(Items from a data source)
++++++

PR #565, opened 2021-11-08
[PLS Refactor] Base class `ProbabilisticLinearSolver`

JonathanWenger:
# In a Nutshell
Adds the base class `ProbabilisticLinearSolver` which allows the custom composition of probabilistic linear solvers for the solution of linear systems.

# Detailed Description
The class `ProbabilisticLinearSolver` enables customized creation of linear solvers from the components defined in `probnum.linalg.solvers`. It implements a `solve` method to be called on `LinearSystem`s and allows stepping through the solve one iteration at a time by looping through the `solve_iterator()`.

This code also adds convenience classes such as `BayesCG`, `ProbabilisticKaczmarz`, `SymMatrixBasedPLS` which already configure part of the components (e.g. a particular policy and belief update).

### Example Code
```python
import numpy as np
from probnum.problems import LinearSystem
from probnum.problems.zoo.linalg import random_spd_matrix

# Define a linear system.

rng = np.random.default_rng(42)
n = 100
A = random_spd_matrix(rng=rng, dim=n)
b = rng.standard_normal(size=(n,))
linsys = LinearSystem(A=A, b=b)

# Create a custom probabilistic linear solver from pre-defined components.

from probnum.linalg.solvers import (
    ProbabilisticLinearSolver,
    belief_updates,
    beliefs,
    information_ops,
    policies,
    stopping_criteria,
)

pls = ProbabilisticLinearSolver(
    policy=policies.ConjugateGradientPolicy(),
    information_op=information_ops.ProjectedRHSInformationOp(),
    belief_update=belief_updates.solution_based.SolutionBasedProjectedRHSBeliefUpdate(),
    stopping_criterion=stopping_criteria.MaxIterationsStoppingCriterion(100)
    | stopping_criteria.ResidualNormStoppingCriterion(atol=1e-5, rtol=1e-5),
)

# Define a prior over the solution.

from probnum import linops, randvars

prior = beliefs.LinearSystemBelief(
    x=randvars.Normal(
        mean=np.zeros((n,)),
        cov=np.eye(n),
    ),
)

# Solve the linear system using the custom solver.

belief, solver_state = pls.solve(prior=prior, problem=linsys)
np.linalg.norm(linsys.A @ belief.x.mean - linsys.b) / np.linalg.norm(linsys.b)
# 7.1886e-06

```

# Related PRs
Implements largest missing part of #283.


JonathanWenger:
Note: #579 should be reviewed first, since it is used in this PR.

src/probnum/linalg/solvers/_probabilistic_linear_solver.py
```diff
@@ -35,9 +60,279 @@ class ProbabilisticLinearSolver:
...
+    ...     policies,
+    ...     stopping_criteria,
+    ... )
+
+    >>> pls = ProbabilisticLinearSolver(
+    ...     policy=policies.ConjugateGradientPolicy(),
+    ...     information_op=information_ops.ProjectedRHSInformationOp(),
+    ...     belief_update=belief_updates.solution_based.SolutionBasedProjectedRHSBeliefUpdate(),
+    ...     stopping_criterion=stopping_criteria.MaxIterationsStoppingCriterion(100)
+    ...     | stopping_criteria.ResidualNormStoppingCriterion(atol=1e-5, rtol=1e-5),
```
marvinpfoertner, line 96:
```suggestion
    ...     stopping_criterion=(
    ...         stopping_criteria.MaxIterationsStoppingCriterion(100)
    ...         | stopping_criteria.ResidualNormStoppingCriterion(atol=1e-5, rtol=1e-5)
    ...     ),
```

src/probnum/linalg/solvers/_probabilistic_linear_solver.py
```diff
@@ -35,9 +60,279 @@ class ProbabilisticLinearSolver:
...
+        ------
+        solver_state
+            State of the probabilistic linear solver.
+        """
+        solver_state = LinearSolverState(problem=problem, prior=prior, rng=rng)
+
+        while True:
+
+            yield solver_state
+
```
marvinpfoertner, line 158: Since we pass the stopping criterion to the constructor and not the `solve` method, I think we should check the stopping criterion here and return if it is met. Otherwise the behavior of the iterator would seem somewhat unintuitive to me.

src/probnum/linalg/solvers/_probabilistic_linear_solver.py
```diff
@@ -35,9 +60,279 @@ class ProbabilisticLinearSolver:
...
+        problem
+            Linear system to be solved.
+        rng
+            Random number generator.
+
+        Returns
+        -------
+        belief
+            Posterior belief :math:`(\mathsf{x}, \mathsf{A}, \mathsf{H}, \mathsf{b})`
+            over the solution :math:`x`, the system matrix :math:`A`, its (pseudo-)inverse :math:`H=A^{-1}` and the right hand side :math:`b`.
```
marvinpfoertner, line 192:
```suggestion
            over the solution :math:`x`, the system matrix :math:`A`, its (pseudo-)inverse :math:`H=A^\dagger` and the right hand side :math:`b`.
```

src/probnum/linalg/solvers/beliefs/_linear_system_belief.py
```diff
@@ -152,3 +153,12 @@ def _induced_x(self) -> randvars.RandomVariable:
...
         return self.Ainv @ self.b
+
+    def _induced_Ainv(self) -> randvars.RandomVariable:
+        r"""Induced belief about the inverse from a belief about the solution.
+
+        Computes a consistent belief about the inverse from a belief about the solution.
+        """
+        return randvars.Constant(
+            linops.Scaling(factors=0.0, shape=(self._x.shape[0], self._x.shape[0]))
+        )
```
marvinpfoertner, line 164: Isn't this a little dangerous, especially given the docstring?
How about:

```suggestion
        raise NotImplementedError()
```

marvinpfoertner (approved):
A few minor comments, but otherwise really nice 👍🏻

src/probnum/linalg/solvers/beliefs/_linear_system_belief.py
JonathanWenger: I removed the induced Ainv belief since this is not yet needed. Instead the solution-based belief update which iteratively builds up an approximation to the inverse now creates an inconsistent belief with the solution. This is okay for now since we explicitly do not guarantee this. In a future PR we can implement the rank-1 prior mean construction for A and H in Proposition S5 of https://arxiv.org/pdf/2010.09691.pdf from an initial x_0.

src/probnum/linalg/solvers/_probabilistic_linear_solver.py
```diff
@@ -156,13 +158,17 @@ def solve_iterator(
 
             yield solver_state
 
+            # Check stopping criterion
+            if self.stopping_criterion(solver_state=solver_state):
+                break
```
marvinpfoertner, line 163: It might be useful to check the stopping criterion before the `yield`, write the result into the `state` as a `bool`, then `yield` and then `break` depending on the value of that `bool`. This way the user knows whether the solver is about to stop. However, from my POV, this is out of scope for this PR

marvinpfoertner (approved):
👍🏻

++++++

■ **What this task involves**:
Copy each line above where the string "yield" occurs.

■ **Answer to this task**:
+            yield solver_state
             yield solver_state
marvinpfoertner, line 163: It might be useful to check the stopping criterion before the `yield`, write the result into the `state` as a `bool`, then `yield` and then `break` depending on the value of that `bool`. This way the user knows whether the solver is about to stop. However, from my POV, this is out of scope for this PR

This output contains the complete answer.